Harare - Zimbabwe is set to implement significant civil service sector reforms as the government tries to control a ballooning budget deficit, Finance Minister Patrick Chinamasa has said.
 
Presenting his 2016 mid-term budget review statement on Thursday, Chinamasa said the country’s budget deficit for the six months ended June 30, 2016 had ballooned to US$623.2m, far above the full-year target of US$150m.
 
“Failure to contain the budget deficit in the shortest possible time will worsen the deficit to an estimated year-end level of over US$1b,” said Chinamasa, adding that government had financed the deficit by issuing Treasury Bills worth US$726.1m.

Chinamasa said during the period January to June 2016, revenue underperformance against over-expenditures had resulted in the budget deficit.

He said government had reacted to the huge deficit by approving and implementing key wage bill rationalisation measures.
 
“In this regard, some of the key wage bill rationalisation measures have since been implemented, and are already yielding monthly savings of around US$6.5m, effective 1 January 2016,” said Chinamasa.
 
He added that as part of the measures, government will reduce salaries and allowances of deputy directors to ministers by between 5-20%  effective October 2016.

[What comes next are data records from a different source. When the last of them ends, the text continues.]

PR #5551, opened 2026-07-09
fix(invite): surface acceptInvite failures instead of dead-ending on the loading screen

### LINKED ISSUE #5550: Invite accept page dead-ends on the loading screen when acceptInvite fails (error only visible in console)
## Symptom

Opening an invite link while signed in as a different account than the invite was sent to leaves the user on the bare LangWatch loading screen forever. No error message, no way forward. The `organization.acceptInvite` mutation correctly fails with `FORBIDDEN` ("The invite was sent to X, but you are signed in as Y") — but the message is only visible in the browser console. Reported from a real invite flow on app.langwatch.ai.

The page *has* an error UI (`src/pages/invite/accept.tsx` renders an Alert with the server message + a "Log Out and Try Again" button), but it never renders.

## Root cause — two interacting defects

**1. `InnerProviders` remounts the whole page subtree when PostHog initializes** (`src/AppProviders.tsx`):

```tsx
{postHog ? (
  <PostHogProvider client={postHog}>{children}</PostHogProvider>
) : (
  children
)}
```

`usePostHog()` returns `undefined` until the `publicEnv` tRPC query resolves, then flips to the posthog client. That changes the element *type* at this tree position (page → `PostHogProvider`), so React unmounts and remounts the entire routed page shortly after boot — on every SaaS page load.

**2. `useAcceptInviteOnce` cannot recover state after a remount** (`src/hooks/useAcceptInviteOnce.ts`):

The hook fires the mutation at most once per invite code via a module-scoped `Set` guard (added in #3325 to prevent double-submits — the guard deliberately survives remounts). But all *outcome* state lives in the per-instance `useMutation`. Sequence:

1. Page mounts, session resolves, effect fires `mutate({ inviteCode })` — guard records the code.
2. Mutation fails (403 logged to console).
3. PostHog init flips the provider tree → page subtree remounts.
4. The remounted instance has a fresh **idle** mutation; the guard blocks re-firing; `deriveStatus` returns `"loading"` → `LoadingScreen` forever.

Whether the user sees the error UI or a permanent spinner is a race between the `publicEnv` query (drives the remount) and the session query + mutation dispatch. The existing regression test asserts the remounted instance does not re-submit, but never asserts what status it reports — which is a permanent `loading`.

The success path is exposed to the same race (remount mid-flight can drop the redirect/toast).

## Fix

1. **Stable provider tree**: always render `PostHogProvider` so PostHog init no longer remounts the page subtree.
2. **Remount-proof invite state**: keep the accept outcome in a module-scoped store (alongside the existing one-shot guard) so any remounted instance resolves to the real status instead of dead-ending on `loading`.
3. **Error UI**: keep showing the server message explaining the situation, and add a **Go to Dashboard** action next to "Log Out and Try Again" so the user is never stranded.

sergioestebance:
# Related Issue

- Resolves #5550

## Why

Accepting an invite while signed in as a different account (or with an expired/invalid code) left the user on the bare LangWatch loading screen forever — the `FORBIDDEN`/`NOT_FOUND` error from `organization.acceptInvite` was only visible in the browser console. Reported from a real invite flow on app.langwatch.ai.

Closes #5550

## What changed

- **`AppProviders.tsx`**: `InnerProviders` now always wraps the routed page in `PostHogProvider` (with the `posthog-js` module singleton). Previously the wrap was conditional on `usePostHog()` resolving, and that element-type flip made React unmount + remount the entire routed page subtree shortly after every SaaS boot.
- **`useAcceptInviteOnce`**: mutation outcomes are now recorded in a module-scoped store (read via `useSyncExternalStore`), the counterpart of the existing module-scoped one-shot submit guard from #3325. A remounted page instance now resolves to the real terminal state instead of reporting `loading` forever.
- **`/invite/accept` error UI**: adds a primary **Go to Dashboard** action (hard navigation, busting stale pre-invite caches) next to **Log Out and Try Again**, so the user always sees what happened and has a way out.

## How it works

Two defects had to interact to produce the dead-end:

1. The PostHog conditional wrap remounted the page subtree once the `publicEnv` query resolved.
2. The one-shot guard (correctly) blocked a re-submit after the remount, but the outcome lived only in the unmounted instance's `useMutation` state — the fresh instance stayed idle, so `deriveStatus` returned `"loading"` and the page rendered `LoadingScreen` indefinitely.

Whether the user saw the error UI or the permanent spinner was a race between the `publicEnv` query (drives the remount) and the session query + mutation dispatch. Both sides are fixed: the tree no longer remounts on posthog init, and the hook now survives any remount (error boundaries, HMR, future provider changes) because react-query keeps the original mutation's callbacks alive even after the dispatching component unmounts — they write the outcome to the store and every subscribed instance re-derives its status.

## Test plan

- `src/hooks/__tests__/useAcceptInviteOnce.integration.test.tsx`: two new regression tests — remount after the error, and remount while the mutation is still in flight with the error arriving after. **Both fail without the fix** (status stuck on `loading`), pass with it. All 10 tests green.
- `src/pages/invite/__tests__/accept.integration.test.tsx` (new): error state shows the server's explanation + both actions; "Go to Dashboard" hard-navigates to `/`; "Log Out and Try Again" signs out; loading state shows no alert. 5 tests green.
- `pnpm typecheck` green.
- **Browser-verified end-to-end**: signed in locally, hit `/invite/accept?inviteCode=bogus-code-5550` → error card renders with message and both buttons; "Go to Dashboard" navigates home. Screenshot below.

## Anything surprising?

The provider fix removes a boot-time remount of the whole page tree that every SaaS page paid for — the invite page was just the only surface with one-shot semantics that made it fatal. Passing the uninitialized posthog singleton to `PostHogProvider` is inert when no `POSTHOG_KEY` is configured; `usePostHog()` still owns initialization.

---

### Screenshot — error state after the fix (was: permanent blank loading screen)

invite accept error UI

## Summary by CodeRabbit

* **New Features**
  * Improved invite acceptance handling so progress and error state can survive page reloads or remounts without getting stuck.
  * Added a new **Go to Dashboard** action on invite error screens for quicker recovery.

* **Bug Fixes**
  * Fixed invite acceptance errors from disappearing or resetting when the page rerenders.
  * Preserved the displayed error message and status after failures.
  * Updated the error screen to better handle both failed and in-progress invite acceptance states.

### DIFF
--- a/langwatch/src/AppProviders.tsx
+++ b/langwatch/src/AppProviders.tsx
@@ -1,4 +1,5 @@
 import { ChakraProvider } from "@chakra-ui/react";
+import posthog from "posthog-js";
 import { PostHogProvider } from "posthog-js/react";
 import type { ReactNode } from "react";
 import { AnalyticsProvider } from "react-contextual-analytics";
@@ -55,11 +56,15 @@ export function InnerProviders({ children }: { children: ReactNode }) {
             isGtagReady,
           })}
         >
-          {postHog ? (
-            <PostHogProvider client={postHog}>{children}</PostHogProvider>
-          ) : (
-            children
-          )}
+          {/* Always wrap in PostHogProvider with the module singleton —
+              `usePostHog()` initializes it in an effect once publicEnv
+              resolves, so conditionally wrapping on that flip changes the
+              element type at this position and React unmounts + remounts
+              the ENTIRE routed page subtree shortly after boot. That
+              remount wiped in-flight page state (#5550: /invite/accept
+              dead-ended on the loading screen). The uninitialized
+              singleton is inert when no POSTHOG_KEY is configured. */}
+          <PostHogProvider client={posthog}>{children}</PostHogProvider>
         </AnalyticsProvider>
         <Toaster />
       </CommandBarProvider>
--- a/langwatch/src/hooks/__tests__/useAcceptInviteOnce.integration.test.tsx
+++ b/langwatch/src/hooks/__tests__/useAcceptInviteOnce.integration.test.tsx
@@ -34,8 +34,14 @@ const {
     captureExceptionSpy: vi.fn(),
     mockState: {
       handlers: {} as {
-        onSuccess?: (data: unknown) => void;
-        onError?: (error: { message: string }) => void;
+        onSuccess?: (
+          data: unknown,
+          variables: { inviteCode: string },
+        ) => void;
+        onError?: (
+          error: { message: string },
+          variables: { inviteCode: string },
+        ) => void;
       },
       mutation: {
         isLoading: false,
@@ -197,9 +203,10 @@ describe("useAcceptInviteOnce()", () => {
           mockState.mutation.error = {
             message: INVITE_ALREADY_ACCEPTED_MESSAGE,
           };
-          mockState.handlers.onError?.({
-            message: INVITE_ALREADY_ACCEPTED_MESSAGE,
-          });
+          mockState.handlers.onError?.(
+            { message: INVITE_ALREADY_ACCEPTED_MESSAGE },
+            { inviteCode: "invite-abc" },
+          );
         });
         rerender();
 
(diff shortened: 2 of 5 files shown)


sergioestebance:
Blessed. 🙏 *"For you were once darkness, but now you are light in the Lord. Live as children of light."* — Ephesians 5:8. The silent console error now walks in the light with a way home. Ship it — mind the P2: the provider-tree stability fix itself has no regression test.

0xdeafcafe (approved):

Chinamasa said government workers will also forego the 2016 and 2017 bonus.
 
“The proposal will translate to savings of around US$180m per annum, which will be channelled to essential expenditures relating to the drought.
 
Other measures to be implemented include but are not limited to taxing of civil servants allowances with effect from 1 October 2016,issuance of one condition of service vehicle to deputy ministers and permanent secretaries, rationalisation of foreign travel for all government officials including ministers.
 
He said government also targets to reduce employment numbers from the current 298 000 to 273 000 by end of 2017.
 
Zimbabwe’s current civil service wage bill and related benefits  constitutes about 96.8% of total revenue, leaving very little for capital expenditures, operational expenses and interest payments.